Es braucht also nicht viel, um in diesem Land zum Wutbürger zu werden. Nur ein paar offene Augen und Ohren. Westerwelle, die zweitschönste Frau neben Merkel in dieser Regierung, hat sich nach der gewonnen Wahl und den plötzlich entdeckten leeren Kassen auch gleich mal ein neues Hobby zugelegt und die Ärmsten des Landes, die Hartz IV Empfänger beschimpft, obwohl er selbst seit Jahren von Steuergeldern lebt, ohne etwas von Substanz zu leisten, während die meisten Leistungsempfänger in ihrem Leben schon gearbeitet und eingezahlt haben.
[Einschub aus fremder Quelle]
PR #235, opened 2015-06-11
Prevent sessions in admin console from showing UnknownHostException

AndiHeusser:
Updated JSP pages around sessions to prevent them from blowing up when an UnknownHostException is thrown and show 'Invalid session/connection' instead. The user can then manually remove those sessions.

### DIFF
--- a/src/web/component-session-details.jsp
+++ b/src/web/component-session-details.jsp
@@ -151,13 +151,13 @@
             <fmt:message key="session.details.hostname" />
         </td>
         <td>
-        	<% try { %>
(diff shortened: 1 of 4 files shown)


akrherz:
Would be nice if this commit mentioned OF-889

AndiHeusser:
Yes, ah I see. I thought that because my branch is named of889, that'd be good enough but it should be in the commit comment too. Let me see if I can amend the commit comment.

AndiHeusser:
Ah, didn't do as nicely as I wanted. I'll recreate the branch and submit a new PR with a cleaner commit history. Sorry.

PR #239, opened 2015-06-17
Enabled SSL Connection Pooling

speedy01:
per http://docs.oracle.com/javase/8/docs/technotes/guides/jndi/jndi-ldap.html#pooling  SSL Connection Pooling is disabled when using a custom ssl socket. The custom socket was used to accept unsigned/untrusted/expired ssl certs. I removed the use of the custom socket, and also added the required system property to enable SSL pooling, which was missing.


dwd:
Pushed independently after fixing the description a bit.

PR #240, opened 2015-06-17
OF-919 Update bundled jDTS driver to 1.3.1

akrherz:


akrherz:
Speedy verified that the md5sum of the jtds.jar file included in this PR works for him, merging.

PR #241, opened 2015-06-17
OF-922: Revert MINA to 2.0.7

tevans:
This is in response to several performance problems discovered with connection management in the 2.0.9 MINA release. There are two commits here: one to revert the original upgrade, and another to remove an extraneous override that was added later. 

I am submitting this PR against the master branch, but we should be able to cherry-pick and/or merge into the 3.10 branch if we want to ship a 3.10.2 patch release. Refer to ticket for details.


akrherz:
@deleolajide Do you have any comments on doing this?  Is there anything specific your plugins needed with MINA 2.0.9 that does not properly work in 2.0.7?

deleolajide:
Thanks for the heads up. I am immune to Mina. I am mostly web-based using Websockets from Jetty

PR #244, opened 2015-06-28
Of 926 clients can't authenticate using ldap ssl

speedy01:


dwd:
Needs the merges removed. Try git pull --rebase (or a proper rebase). If this seems like it'll be too tricky, I'll do it later.

speedy01:
I'm unsure how to do this, and I'm afraid I mess things up even more.

speedy01:
ok. I think I figured it out!

dwd:
I don't understand how this is only affecting LDAP connections, and not any certificate validation. Obviously if it's affecting XMPP connections, this is a no-go.

speedy01:
this is only being called by LdapManager.java 
https://github.com/speedy01/Openfire/commit/3fd44c51d6328f649e4fa9b1ec6801c50f5c2cfa

This doesn't affect xmpp.  It returns the behavior that was used prior to PR #239, without using SimpleSSLSocketFactory (custom ssl factory). Since a custom ssl factory is not being used, connection pooling with ssl still works.   Ive also added a system properties which lets the user disable this, allowing for only valid ssl certs when connecting to ldap.

speedy01:
submitted pr 364 to replace this one.

PR #247, opened 2015-07-02
Fix collection requests XEP-0059

ishmakov:
https://community.igniterealtime.org/thread/56171
https://community.igniterealtime.org/thread/56173


Redor:
+1

PR #799, opened 2017-05-08
OF-1277 -- Change setting name to Invisible Login and Status

BittyByte:
After adding additionally blocking Invisible presence status, Client Control plugins needs to be updated. Changing the name of the setting to "Invisible Login and Status".


wrooot:
This PR only renames one setting and updates the changelog (actual changes were done on the Spark's side). So i'm going to merge it without waiting for another review.

PR #804, opened 2017-05-15
OF-1331 Warn user during setup when a session failure occurs

akrherz:
This is a complex problem.  During setup, fetching xmppSettings from the session may fail due to an invalid session state maintained between the client browser and the server.  This is likely caused by a previous HTTPS session to the same server hostname setting a `JSESSIONID` that subsequently can not be overwritten by the current HTTP openfire-setup session.

This introduces i18n string `setup.invalid_session`

### DIFF
--- a/src/i18n/openfire_i18n_en.properties
+++ b/src/i18n/openfire_i18n_en.properties
@@ -1844,6 +1844,7 @@ component.session.details.info=Below are details about the session with the exte
 # General Setup
 
 setup.title=Setup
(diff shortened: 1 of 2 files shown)


akrherz:
An alternative here may be to set a different session cookie variable name than `JSESSIONID` and perhaps have it be custom for both HTTP and HTTPS connections.  I could only figure this out globally by modifying `src/web/WEB-INF/web.xml`
```
<session-config>
    <cookie-config>
        <name>of_jsessionid</name>
    </cookie-config>
</session-config>
```
So I'll have to punt on any more elegant solution

guusdk:
I've had a look at setting different cookie names, but that's not a trivial change either, from what I can tell. For now, let's at the very least warn the users, as you implemented. Thanks!

PR #807, opened 2017-05-19
OF-1334 Don't do CSRF check unless actions are requested

akrherz:
The CSRF check was armed by default, which does not make sense when first visiting the page and no actions are requested.  This would result in an error shown that the 'Archive Index rebuild failed".  I also removed an unused css import


akrherz:
@guusdk I agree about your style suggestion and have modified the PR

Ansonsten waren die Bürger auf der Straße und protestierten, wie in der Bundesrepublik seit den achtziger Jahren nicht mehr. Selbst die Loveparade wurde vom CDU Bürgermeister von Duisburg 2010 mit 19 Toten aus Profitgier an die Wand gefahren und damit endgültig beerdigt. Auch das hatte Wut, Demonstrationen und Rücktrittforderungen zur Folge. 2010 war ohnehin das Jahr der Rücktritte großer Namen in der CDU. Selbst Merkels handverlesene Marionette des Bundespräsidenten, Köhler trat zurück, als man ihm die zu große Offenheit übel nahm, als er verkündete, Deutschland könne auch aus wirtschaftlichen Gründen Krieg führen.
Den Krieg gibt es noch immer, weil sich mit Baron Freiherr Karl Theodor Maria Nikolaus Johann Jakob Philipp Franz Joseph Sylvester Kevin allein Zuhaus von und zu Guttenberg ein Kriegsminister fand, der die Nummer zwar als erster beim Namen, also Krieg nannte, ihn aber trotzdem für seine Kanzlerdarstellerin munter weiter führte.
Er schaffte zwar die Wehrpflicht ab und erlöste so kommende Generationen junger Deutscher von jedem militärischen Zwang, aber das machte seine Rechnung auch nicht besser.
Wer geglaubt hat, nach Gesundheitsministerin Ulla Schmidt könne es eigentlich nicht schlimmer werden, wurde mit Rösler, dem neuen Bundesminister für Siechtum, körperlichen Verfall und völlige Verarmung eines Schlechteren belehrt. Während seine alten Landsleute sich in Deutschland mit dem Verkauf von geschmuggelten Zigaretten und dem Putzen von Krankenzimmern durchschlagen müssen, darf er die Kranken im Auftrag von Kanzlerin und FDP ganz offiziell berauben. Damit wird allerdings erst jetzt, 2011 so richtig begonnen, wo die Beiträge so richtig ungebremst steigen.
Merkel feiert zwar mal wieder einen Aufschwung © Merkel, den sie allein ihrer Anwesenheit zuschreibt, denn getan hat sie dafür ja nichts, aber wie bei jedem Aufschwung © Merkel kommt davon beim Bürger nichts in klingender Münze oder gar in Scheinen an. So gibt es 2011 satte 1 % mehr Rente. Davon zahlt man nach Merkels Rechnung locker die 1,5 % erhöhten Gesundheitsabgaben, gleicht die erwarteten 1,8 % bis 2,3 % Inflation aus, legt ein Festgeldkonto an und macht vom Rest eine schöne Party. Es ist immer gut, Politiker zu haben, die gut rechnen können.